Secreting Paraganglioma of the Organ of Zuckerkandl with Extensive Degenerative Necrosis
1Department of Pathology, Mongi Slim University Hospital, Faculty of Medicine of Tunis, Tunisia
2Department of General Surgery, Mongi Slim University Hospital, Faculty of Medicine of Tunis, Tunisia
- *Corresponding Author:
- Dr. Wael Ferjaoui
Department of General Surgery
Mongi Slim University Hospital
Faculty of Medicine of Tunis, Tunisia
Tel: +216 52430099
E-mail: farjaouiwael4@gmail.com
Citation: Bacha D, et al. Secreting Paraganglioma of the Organ of Zuckerkandl with Extensive Degenerative Necrosis. Ann Med Health Sci Res. 2020;10: 922-926.
Abstract
We report a case of a secreting paraganglioma developed on the organ of Zuckerkandl. Paragangliomas are tumors that arise from tissue of the extra adrenal sympathetic nervous system. They may or may not produce catecholamines. One of the most uncommon complications of adrenal paragangliomas is the extensive necrosis within the tumor that is said to be associated with the attacks of alternating hypertension and hypotension due to catecholamine release. To our knowledge, this is the first cases of a secreting paraganglioma of the organ of Zuckerkandl with a large central area of necrosis.
Keywords
Paraganglioma; Hypertension; Lumpectomy; Coagulative necrosis; Immunohistochemistry
Introduction
Pheochromocytomas are neuroendocrine tumors that arise within the adrenal medulla. Subsets of this tumor family that arise from extra adrenal sympathetic nervous system tissue are referred to as paragangliomas (PGLs). They may arise in the sympathetic or parasympathetic paraganglia. Parasympathetic PGLs are located especially in the head and neck and have dopamine as a main product, whereas sympathetic PGLs secrete epinephrine and are located basically in the abdomen and pelvis. [1,2] One of the most common sites of the sympathetic PGLs is the organ of Zuckerkandl (OZ). [3] These tumors are yet rare with a highly variable clinical presentations making the diagnosis challenging. However, timely diagnosis and appropriate treatment are crucial to prevent severe complications.

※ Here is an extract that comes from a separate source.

PR #557, opened 2026-05-19
feat: reconnect logic in secret-service-client

Zk2u:
## Summary
Adds transparent reconnect to the secret-service QUIC client. Previously a single connection drop forced a bridge-node restart to recover.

Massive catecholamine release causing an extensive tumor necrosis is an infrequent complication of sympathetic PGL. [4]
Herein, we report a case ofan extensive necrosis complicatinga PGL of the OZ. A detailed histopathological analysis was performed.
Case Presentation
A 29-year-old man developed acute-onset episodic headaches and palpitations. He had no personal or family history of cardiovascular disease. At physical examination, his blood pressure was 220 over 120 mmHg. Otherwise, no thyroid struma, chest rates, heart murmurs, abdominal tenderness or mass, and no peripheral edema were noted. An electrocardiogram showed a normal sinus rhythm, with a heart rate of 65 beats/minute. Chest X-ray showed no abnormalities with a cardiothoracic ratio of 46 %. Laboratory investigations showed normal findings (complete blood count, serum electrolytes, liver and renal functions). Episodic symptoms disappeared within 3 days under antihypertensive treatment. He did not take his treatment correctly and no further exploration was carried out.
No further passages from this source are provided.